2[ (sin x)^2 + (cos x)^2 ] = 2

2 [ 1 ] = 2

2 = 2

Also, you may note that some here are using both left and right hand sides of the given identity in an attempt to prove. You must use only one side and convert to the other.
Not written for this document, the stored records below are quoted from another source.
PR #3105, opened 2026-06-09
feat(engine-rest): Configure Jackson string constraints

hauptmedia:
## Summary

Backports the CIBSeven Jackson string-length configuration feature as one combined Operaton PR.

The REST `JacksonConfigurator` now applies Jackson `StreamReadConstraints` to the `ObjectMapper`. By default it keeps Jackson's own `DEFAULT_MAX_STRING_LEN`; deployments can override it by placing a `jackson.properties` file on the classpath with:

```properties
jackson.maxStringLength=<max string length>
```

The PR also adds a JUnit 5 test for the configured limit and folds in the CIBSeven follow-up that expects Jackson's `StreamConstraintsException` when a payload exceeds the configured limit.

## Identified CIBSeven commits

This PR intentionally combines these related CIBSeven commits:

- `c7296100ac81b394cb6e10a9b37496fb46ef4603` / change unit 801: introduces configurable Jackson max string length and the original test/resource.
- `1c4bcc64ea80c867ccf93dc35e7141d4f18f2ffa` / change unit 803: fixes the test to expect `StreamConstraintsException` instead of swallowing exceptions.
- `81a8d2b2074d596e1e441996482fe6fbcbc27311` / change unit 1026: guards `setStreamReadConstraints` for mixed/older Jackson runtime modules.

Related commits that were checked but not included as separate sources:

- `200764e3d0e61f99726cdcaa0c0e034439ad9530` only changes the file mode of `jackson.properties` and mostly restructures unrelated identity DB tests.
- `7e72cec8789a69b25860f3362b2bd4befe3dc39b` is a branch-only JUnit 5 migration. Operaton already uses JUnit 5, so the test was adapted directly to Operaton style instead of attributing that branch-only commit as a mainline source.

## Reviewer notes

Operaton adaptation:

- Applied the change to `org.operaton` package paths and the Jakarta REST module.
- Added an Operaton-header JUnit 5/AssertJ test instead of the source JUnit 4 test.
- Kept `jackson.properties` optional: if it is absent, Jackson's default max string length is used without a startup warning.
- If a present `jackson.properties` cannot be read, Operaton fails using the existing `EngineUtilLogger.exceptionWhileReadingFile` path instead of silently ignoring the configuration.

No production `jackson.properties` file is shipped by this PR. The file added here is test-only and sets `jackson.maxStringLength=50000000` so the test can verify both the default and configured limits.

## Attribution

Backported from CIBSeven:

- Source repository: https://github.com/cibseven/cibseven
- Original author: Oleg Skrypnyuk `<oleg.skrypnyuk@cib.de>`
- Co-authored source contribution: Serge Krot `<serge.krot@cib.de>`
- Backport change units: 801, 803, 1026

Source commits:

- `c7296100ac81b394cb6e10a9b37496fb46ef4603`
- `1c4bcc64ea80c867ccf93dc35e7141d4f18f2ffa`
- `81a8d2b2074d596e1e441996482fe6fbcbc27311`

## Verification

```bash
./mvnw -pl engine -am -DskipTests -Dskip.frontend.build=true install
```

Result: `BUILD SUCCESS`.

```bash
./mvnw -pl engine-rest/engine-rest -Dskip.frontend.build=true -Dtest=JacksonConfiguratorTest -Dsurefire.failIfNoSpecifiedTests=false -DfailIfNoTests=false test
```

Result: `BUILD SUCCESS`; `JacksonConfiguratorTest` ran twice through the module's Surefire executions, 12 total test invocations, 0 failures/errors.

```bash
git diff --check
```

Result: no whitespace issues.

### DIFF
--- a/engine-rest/engine-rest/src/test/java/org/operaton/bpm/engine/rest/mapper/JacksonConfiguratorTest.java
+++ b/engine-rest/engine-rest/src/test/java/org/operaton/bpm/engine/rest/mapper/JacksonConfiguratorTest.java
@@ -1,5 +1,10 @@
 /*
- * Copyright 2026 the Operaton contributors.
+ * Copyright CIB software GmbH and/or licensed to CIB software GmbH
+ * under one or more contributor license agreements. See the NOTICE file
+ * distributed with this work for additional information regarding copyright
+ * ownership. CIB software licenses this file to you under the Apache License,
+ * Version 2.0; you may not use this file except in compliance with the License.
+ * Modifications Copyright 2026 the Operaton contributors.
  *
  * Licensed under the Apache License, Version 2.0 (the "License");
  * you may not use this file except in compliance with the License.
--- a/engine-rest/engine-rest/src/test/java/org/operaton/bpm/engine/rest/mapper/JacksonConfiguratorTest.java
+++ b/engine-rest/engine-rest/src/test/java/org/operaton/bpm/engine/rest/mapper/JacksonConfiguratorTest.java
@@ -1,0 +1,76 @@
+/*
+ * Copyright 2026 the Operaton contributors.
+ *
+ * Licensed under the Apache License, Version 2.0 (the "License");
+ * you may not use this file except in compliance with the License.
+ * You may obtain a copy of the License at:
+ *
+ *     https://www.apache.org/licenses/LICENSE-2.0
+ *
+ * Unless required by applicable law or agreed to in writing, software
+ * distributed under the License is distributed on an "AS IS" BASIS,
+ * WITHOUT WARRANTIES OR CONDITIONS OF ANY KIND, either express or implied.
+ * See the License for the specific language governing permissions and
+ * limitations under the License.
+ */
+package org.operaton.bpm.engine.rest.mapper;
+
+import com.fasterxml.jackson.core.JsonProcessingException;
+import com.fasterxml.jackson.core.StreamReadConstraints;
+import com.fasterxml.jackson.core.exc.StreamConstraintsException;
+import com.fasterxml.jackson.databind.ObjectMapper;
+import org.junit.jupiter.api.Test;
+
+import static org.assertj.core.api.Assertions.assertThat;
+import static org.assertj.core.api.Assertions.assertThatThrownBy;
+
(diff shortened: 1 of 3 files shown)


engine-rest/engine-rest/src/test/java/org/operaton/bpm/engine/rest/mapper/JacksonConfiguratorTest.java
```diff
@@ -0,0 +1,76 @@
+/*
+ * Copyright 2026 the Operaton contributors.
```
kthoms: Backported new files must preserve copyright headers

hauptmedia: Added in 5ab6ad00c3. I preserved the CIBSeven copyright attribution using the same `Copyright CIB software GmbH and/or licensed to CIB software GmbH` wording that is used by other CIBSeven-owned files in the source repository, and kept the Operaton modification notice on the backported files.

javahippie:
Should we not only read from a properties file on the classpath, but also allow an environment variable as a fallback? I agree that the property does not belong into the engine config, or matches any properties files we already have, but a file on the classpath couples the behavior to a compiled artifact and prevents runtime-specific configurations in different stages. 

I'd also suggest a different name. We don't own the name "jackson", and if the Jackson maintainers decided to suddenly introduce a "jackson.properties" config file, we'd run into a problem. operaton-jackson.properties or operaton-serialization.properties come to mind as alternatives – if we decide to keep the file, and not just user environment variables entirely. @kthoms @hauptmedia what do you think?

hauptmedia:
I understand the use case behind this feature, and I agree that it may solve a real problem for specific customers.

However, I do not think we should generally encourage users to store very large payloads as process data. The current Jackson default already allows a 20MB payload, which is a generous limit for process variables. If an application needs to handle larger data, I would recommend storing that data outside the process engine and keeping only a reference in the process data.

For that reason, my suggestion would be to reject this feature.

javahippie:
Agree with the post by  @hauptmedia above, closing

PR #3108, opened 2026-06-09
fix(engine-rest): whitelist identity verification endpoint

hauptmedia:
## Summary

Whitelists the REST identity verification endpoint in `ProcessEngineAuthenticationFilter`:

- `/identity/verify`
- `/engine/{engineName}/identity/verify`

This keeps the login/credential verification endpoint reachable without requiring the same REST authentication filter to authenticate the request first.

## Problem

`IdentityRestService#verifyUser` is the endpoint that checks submitted username/password credentials and returns an `AuthenticationResult`. If the global REST authentication filter treats that endpoint like a normal protected engine resource, the request can be challenged before the endpoint itself gets a chance to validate the submitted credentials.

CIBSeven fixed this as part of a larger REST filter configuration simplification. In Operaton, most of that larger diff is not applicable as-is:

- Operaton's assembly `web.xml` files already map the REST auth filter broadly with `/*`.
- Operaton Run registers the Jersey application URL mapping directly.
- The missing part is the narrow `identity/verify` whitelist and its path-matching coverage.

## Implementation Notes

The whitelist is intentionally exact:

- default-engine verification: `^/identity/verify$`
- named-engine verification: `^/engine/[^/]+/identity/verify$`

Other identity endpoints, such as `/identity/groups` or password-policy endpoints, continue to require the normal REST authentication filter behavior.

## Validation

Executed:

```bash
./mvnw -pl engine-rest/engine-rest -Dskip.frontend.build=true -Dtest=AuthenticationFilterPathMatchingTest test
```

Result:

- `AuthenticationFilterPathMatchingTest` ran 15 parameterized cases twice via the module's configured Surefire executions.
- No failures or errors.

## Attribution

Backported and narrowed from CIBSeven:

- https://github.com/cibseven/cibseven/commit/171f12e124a39c0944d72cea60f4706fad9c982a

Original author:

- Copilot <198982749+Copilot@users.noreply.github.com>

Original co-authors include:

- patrickCIB <204714531+patrickCIB@users.noreply.github.com>
- patrickCIB <patrick.fincke@cib.de>

### DIFF
--- a/engine-rest/engine-rest/src/main/java/org/operaton/bpm/engine/rest/security/auth/ProcessEngineAuthenticationFilter.java
+++ b/engine-rest/engine-rest/src/main/java/org/operaton/bpm/engine/rest/security/auth/ProcessEngineAuthenticationFilter.java
@@ -69,7 +69,9 @@ public class ProcessEngineAuthenticationFilter implements Filter {
 
   // regexes for urls that may be accessed unauthorized
   protected static final Pattern[] WHITE_LISTED_URL_PATTERNS = new Pattern[] {
-    Pattern.compile("^" + NamedProcessEngineRestServiceImpl.PATH + "/?")
+    Pattern.compile("^" + NamedProcessEngineRestServiceImpl.PATH + "/?"),
+    Pattern.compile("^" + NamedProcessEngineRestServiceImpl.PATH + "/[^/]+/identity/verify$"),
+    Pattern.compile("^/identity/verify$")
   };
 
   protected static final Pattern ENGINE_REQUEST_URL_PATTERN = Pattern.compile("^" + NamedProcessEngineRestServiceImpl.PATH + "/(.*?)(/|$)");
--- a/engine-rest/engine-rest/src/test/java/org/operaton/bpm/engine/rest/standalone/AuthenticationFilterPathMatchingTest.java
+++ b/engine-rest/engine-rest/src/test/java/org/operaton/bpm/engine/rest/standalone/AuthenticationFilterPathMatchingTest.java
@@ -109,6 +109,9 @@ public class AuthenticationFilterPathMatchingTest extends AbstractRestServiceTes
         {"", "/process-definition", "default", true},
         {"", "/engine", null, false},
         {"", "/engine/", null, false},
+        {"", "/identity/verify", null, false},
+        {"", "/engine/default/identity/verify", null, false},
+        {"", "/engine/someOther/identity/verify", null, false},
         {"", "/", "default", true},
         {"", "", "default", true},
         {"/someservlet", "/engine/someengine/process-definition", "someengine", true}


javahippie:
Thinking about whether this actually benefits us: as far as I can tell, nothing we ship uses /identity/verify — the webapps authenticate through their own UserAuthenticationResource, not this endpoint. So for any Operaton-delivered configuration, enabling it unblocks nothing. The only case it helps is an external consumer that enabled the REST auth filter and built a custom login on top of verify and even there it's largely redundant under HTTP Basic (you can just authenticate) and contradictory under SSO/token providers (where engine-password verification isn't what you'd use). Unless we know consumers actually rely on the verify-as-login pattern, the only real upside I see is staying in sync with the upstream backports. Happy to be corrected if there's a concrete use case I'm missing.

hauptmedia:
I dug a bit deeper into the CIBSeven history and Tim's concern.

The reason CIBSeven added the `identity/verify` whitelist was not primarily a new concrete webapp use case. It came from cibseven/cibseven#156, which simplified the engine-rest authentication filter configuration: instead of registering `ProcessEngineAuthenticationFilter` on a long list of explicit REST endpoint patterns (`/process-definition/*`, `/task/*`, `/identity/groups`, etc.), the filter was changed to match `/*` and rely on its internal whitelist for exclusions.

That changed the responsibility boundary. Before that PR, `/identity/verify` was effectively excluded by omission: it was not part of the explicit authenticated URL patterns. The old Tomcat/Wildfly web.xml snippets even had a commented note saying that `/identity/verify` should not be filtered so login remains possible. Once CIBSeven moved to a global `/*` mapping, that old exclusion had to move into `ProcessEngineAuthenticationFilter.WHITE_LISTED_URL_PATTERNS`; otherwise `/identity/verify` would be caught by the auth filter before it could verify the submitted credentials itself.

So in CIBSeven, this whitelist was the compensating change for the broader filter-mapping simplification.

For Operaton, the context is narrower:

- The delivered webapps do not use `/identity/verify` for login. They authenticate through `UserAuthenticationResource` at `/api/admin/auth/user/{engine}/login/{app}`, which also handles app authorization and session authentication.
- In the embedded webapp API, `/api/engine/engine/{engine}/identity/verify` would not become anonymously usable from this change alone, because the webapp `SecurityFilter` rules still protect `/api/engine/.*`; the generic `/api/engine/engine/{engine}/.*` allow rule goes through `EngineRequestAuthorizer` and requires an existing webapp authentication.
- The change can still matter for standalone engine-rest / Operaton Run / custom deployments where `ProcessEngineAuthenticationFilter` is enabled broadly and an external client intentionally uses `/identity/verify` as a credential-check endpoint.

That makes Tim's assessment mostly right: this does not unblock an Operaton-delivered webapp flow. The strongest reason to keep the PR is compatibility / preserving standalone engine-rest behavior for consumers that use the verify-as-login pattern. If we do keep it, I think the PR should be framed that way rather than as a fix for the shipped webapps.

kthoms:
Following your discussion I tend to reject this change. I have to admit, security is not my expert topic. Being in sync with forks with behavior Operaton has no benefit from is not justifying this.
We can start this discussion and remember when multiple integrators have this requirement.

javahippie:
Following our agreement to reject backport proposals if two or more committers agree, I'm closing this. See comments by me and @hauptmedia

I have taken the left side and manipulated and simplified until I arrived at 2 (which is the right hand side).

Answer 3

(sin +cos)^2 + )sin - cos)^2 = sin^2 + 2sin cos + cos^2 + sin^2 - 2sin cos + cos^2

= 2 sin^2 + 2 cos^2 = 2(sin^2 + cos^2 = 2 since sin^2 + cos^2 = 1

Answer 4

(sin x + cos x)² = sin² x + cos² x + 2 sin x cos x
(sin x - cos x)² = sin² x + cos² x - 2 sin x cos x
Sum = 2 (sin ² x + cos ² x)
Sum = 2

Answer 5

the answer is the pythagorean identity
sin^2x+cos^2x=1
so 1=1 and 2=2

Answer 6

(sin x + cos x)^2 + (sin x - cos x)^2 = 2

Expand the squares.

(sin x)^2 + (2)(sin x)(cos x) + cos x^2 + (sin x)^2 - (2)(sin x)(cos x) + (cos x)^2 = 2

(2)(sin x)(cos x) and (-2)(cos x)(sin x) cancel each other.

You are left with

2(sin^2 x + cos^2 x) = 2

sin^2 x + cos^2 x = 1

Thus this is proved.

adj^2 + opp^2 = hyp^2

(adj/hyp)^2 + (opp/hyp)^2 = (hyp/hyp)^2

adj/hyp = cos x

opp/hyp = sin x

hyp/hyp = 1

(cos x)^2 + (sin x)^2 = 1

A common identity seen.

Answer 7

sin2 + cos2 + 2sincos + sin2+ cos2-2sincos
sin2+cos2=1 and 2sincos cancel each other
so ans is 2

Answer 8

And the answer is

Do your own homework.